(Stored items)
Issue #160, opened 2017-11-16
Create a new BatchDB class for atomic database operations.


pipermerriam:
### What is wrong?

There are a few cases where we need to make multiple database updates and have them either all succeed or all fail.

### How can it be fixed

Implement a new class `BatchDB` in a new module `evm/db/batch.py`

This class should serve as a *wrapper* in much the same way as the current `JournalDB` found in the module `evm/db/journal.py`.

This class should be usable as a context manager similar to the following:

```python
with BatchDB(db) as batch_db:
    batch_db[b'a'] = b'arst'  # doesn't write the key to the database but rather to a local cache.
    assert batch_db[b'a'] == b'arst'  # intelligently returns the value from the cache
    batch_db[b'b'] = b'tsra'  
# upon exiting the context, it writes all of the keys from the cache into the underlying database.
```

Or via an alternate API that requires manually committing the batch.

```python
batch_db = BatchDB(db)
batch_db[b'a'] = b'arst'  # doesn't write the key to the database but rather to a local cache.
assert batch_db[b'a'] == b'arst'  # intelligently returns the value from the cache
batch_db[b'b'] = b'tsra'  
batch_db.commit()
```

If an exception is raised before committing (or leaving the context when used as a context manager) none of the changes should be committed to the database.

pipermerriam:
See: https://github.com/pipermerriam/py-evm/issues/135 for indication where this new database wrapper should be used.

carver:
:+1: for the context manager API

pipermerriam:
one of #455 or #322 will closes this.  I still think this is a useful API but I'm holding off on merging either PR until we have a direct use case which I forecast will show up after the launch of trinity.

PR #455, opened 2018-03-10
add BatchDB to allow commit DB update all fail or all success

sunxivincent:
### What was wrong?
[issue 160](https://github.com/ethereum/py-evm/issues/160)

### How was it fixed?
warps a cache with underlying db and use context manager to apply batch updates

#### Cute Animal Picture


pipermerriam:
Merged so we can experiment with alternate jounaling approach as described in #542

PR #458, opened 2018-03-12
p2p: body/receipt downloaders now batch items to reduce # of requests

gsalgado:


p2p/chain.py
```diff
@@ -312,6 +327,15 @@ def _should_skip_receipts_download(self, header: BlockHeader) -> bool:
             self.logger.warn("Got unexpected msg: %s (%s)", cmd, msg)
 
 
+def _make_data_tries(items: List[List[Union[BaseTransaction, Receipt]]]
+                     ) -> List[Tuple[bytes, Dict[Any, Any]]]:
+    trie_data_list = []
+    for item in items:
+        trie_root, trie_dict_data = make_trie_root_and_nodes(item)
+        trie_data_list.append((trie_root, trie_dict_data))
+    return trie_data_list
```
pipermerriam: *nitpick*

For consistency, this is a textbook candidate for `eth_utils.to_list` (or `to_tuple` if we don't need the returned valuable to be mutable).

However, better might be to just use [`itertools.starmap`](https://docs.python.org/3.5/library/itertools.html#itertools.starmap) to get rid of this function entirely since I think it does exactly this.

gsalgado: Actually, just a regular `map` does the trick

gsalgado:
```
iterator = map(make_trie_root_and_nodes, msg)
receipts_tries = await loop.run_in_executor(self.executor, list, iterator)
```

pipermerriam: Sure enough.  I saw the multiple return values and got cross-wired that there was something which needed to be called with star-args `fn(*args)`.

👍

Work to be completed:
Copy out only the lines above from the one with "If an exception" to the one with "For consistency, this", inclusive, exactly as they stand.

Worked solution:
If an exception is raised before committing (or leaving the context when used as a context manager) none of the changes should be committed to the database.

pipermerriam:
See: https://github.com/pipermerriam/py-evm/issues/135 for indication where this new database wrapper should be used.

carver:
:+1: for the context manager API

pipermerriam:
one of #455 or #322 will closes this.  I still think this is a useful API but I'm holding off on merging either PR until we have a direct use case which I forecast will show up after the launch of trinity.

PR #455, opened 2018-03-10
add BatchDB to allow commit DB update all fail or all success

sunxivincent:
### What was wrong?
[issue 160](https://github.com/ethereum/py-evm/issues/160)

### How was it fixed?
warps a cache with underlying db and use context manager to apply batch updates

#### Cute Animal Picture


pipermerriam:
Merged so we can experiment with alternate jounaling approach as described in #542

PR #458, opened 2018-03-12
p2p: body/receipt downloaders now batch items to reduce # of requests

gsalgado:


p2p/chain.py
```diff
@@ -312,6 +327,15 @@ def _should_skip_receipts_download(self, header: BlockHeader) -> bool:
             self.logger.warn("Got unexpected msg: %s (%s)", cmd, msg)
 
 
+def _make_data_tries(items: List[List[Union[BaseTransaction, Receipt]]]
+                     ) -> List[Tuple[bytes, Dict[Any, Any]]]:
+    trie_data_list = []
+    for item in items:
+        trie_root, trie_dict_data = make_trie_root_and_nodes(item)
+        trie_data_list.append((trie_root, trie_dict_data))
+    return trie_data_list
```
pipermerriam: *nitpick*

For consistency, this is a textbook candidate for `eth_utils.to_list` (or `to_tuple` if we don't need the returned valuable to be mutable).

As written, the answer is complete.